PROVIDED ENTRIES START
PR #3042, opened 2022-12-02
Support multiple aws accounts to act in terraform resources

esron:
JIRA: [APPSRE-6586]( https://issues.redhat.com/browse/APPSRE-6586)

## Testing
With `qontract-server` configured with `app-interface-dev-data` do the following.
Run `terraform-resources` without any account filter in dry-run mode:
```
APP_INTERFACE_STATE_BUCKET="a" APP_INTERFACE_STATE_BUCKET_ACCOUNT="a" qontract-reconcile --config config.dev.toml --log-level INFO --dry-run terraform-resources
```

Run `terraform-resources` passing one account name filter in dry-run mode:
```
 APP_INTERFACE_STATE_BUCKET="a" APP_INTERFACE_STATE_BUCKET_ACCOUNT="a" qontract-reconcile --config config.dev.toml --log-level INFO --dry-run terraform-resources --account-name=app-int-example-01
```

Verify that the resources belonging to account `app-int-example-01` appears in the second output are the same that appear in the first output.
You can do the same with `app-int-example-02` account.

Run `terraform-resources` passing two account names filter in dry-run mode:
```
APP_INTERFACE_STATE_BUCKET="a" APP_INTERFACE_STATE_BUCKET_ACCOUNT="a" qontract-reconcile --config config.dev.toml --log-level INFO --dry-run terraform-resources --account-name=app-int-example-01 --account-name=app-int-example-02
```

Verify that the output is the same for running without filters, since in `app-interface-dev-data` there are only two accounts setup.

Now, to verify that we can only run with more than one `--ccount-name` in dry run:
```
APP_INTERFACE_STATE_BUCKET="a" APP_INTERFACE_STATE_BUCKET_ACCOUNT="a" qontract-reconcile --config config.dev.toml --log-level INFO terraform-resources --account-name=app-int-example-01 --account-name=app-int-example-02
```

This should give a `RuntimeError`.

To verify that we catch typos or passing a account that doesn't exists:
```
APP_INTERFACE_STATE_BUCKET="a" APP_INTERFACE_STATE_BUCKET_ACCOUNT="a" qontract-reconcile --config config.dev.toml --log-level INFO --dry-run terraform-resources --account-name=app-int-example-01 --account-name=app-int-example
```

This should give a `ValueError`.

### DIFF
--- a/reconcile/cli.py
+++ b/reconcile/cli.py
@@ -344,7 +344,7 @@ def account_name_multiple(function):
         "--account-name",
         default=None,
         multiple=True,
-        help="aws account names to act on comma separated i.e.: --account-name aws-account-1 --account-name aws-account-2",
+        help="aws account names to act on i.e.: --account-name aws-account-1 --account-name aws-account-2",
     )(function)
 
     return function
--- a/reconcile/cli.py
+++ b/reconcile/cli.py
@@ -337,6 +337,7 @@ def account_name(function):
 
     return function
 
+
 def account_name_multiple(function):
     """This option can be used when more than one account needs to be passed as argument"""
     function = click.option(
@@ -347,6 +348,7 @@ def account_name_multiple(function):
     )(function)
 
     return function
+
 
 def workspace_name(function):
     function = click.option(
--- a/reconcile/cli.py
+++ b/reconcile/cli.py
@@ -337,6 +337,16 @@ def account_name(function):
 
     return function
 
+def account_name_multiple(function):
+    """This option can be used when more than one account needs to be passed as argument"""
+    function = click.option(
+        "--account-name",
+        default=None,
+        multiple=True,
+        help="aws account names to act on comma separated i.e.: --account-name aws-account-1 --account-name aws-account-2",
+    )(function)
+
+    return function
 
 def workspace_name(function):
     function = click.option(
@@ -1571,12 +1581,7 @@ def ldap_users(ctx, gitlab_project_id):
 @internal()
 @use_jump_host()
 @enable_deletion(default=False)
-@click.option(
-    "--account-name",
-    default=None,
-    multiple=True,
-    help="aws account names to act on comma separated i.e.: aws-account-1,aws-account-2",
-)
+@account_name_multiple
 @click.option(
     "--light/--full",
     default=False,
--- a/reconcile/cli.py
+++ b/reconcile/cli.py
PROVIDED ENTRIES END
§ **REQUIREMENT**
Filter the entries down to the lines with the word "level" in them.

§ **RESPONSE**
APP_INTERFACE_STATE_BUCKET="a" APP_INTERFACE_STATE_BUCKET_ACCOUNT="a" qontract-reconcile --config config.dev.toml --log-level INFO --dry-run terraform-resources
 APP_INTERFACE_STATE_BUCKET="a" APP_INTERFACE_STATE_BUCKET_ACCOUNT="a" qontract-reconcile --config config.dev.toml --log-level INFO --dry-run terraform-resources --account-name=app-int-example-01
APP_INTERFACE_STATE_BUCKET="a" APP_INTERFACE_STATE_BUCKET_ACCOUNT="a" qontract-reconcile --config config.dev.toml --log-level INFO --dry-run terraform-resources --account-name=app-int-example-01 --account-name=app-int-example-02
APP_INTERFACE_STATE_BUCKET="a" APP_INTERFACE_STATE_BUCKET_ACCOUNT="a" qontract-reconcile --config config.dev.toml --log-level INFO terraform-resources --account-name=app-int-example-01 --account-name=app-int-example-02
APP_INTERFACE_STATE_BUCKET="a" APP_INTERFACE_STATE_BUCKET_ACCOUNT="a" qontract-reconcile --config config.dev.toml --log-level INFO --dry-run terraform-resources --account-name=app-int-example-01 --account-name=app-int-example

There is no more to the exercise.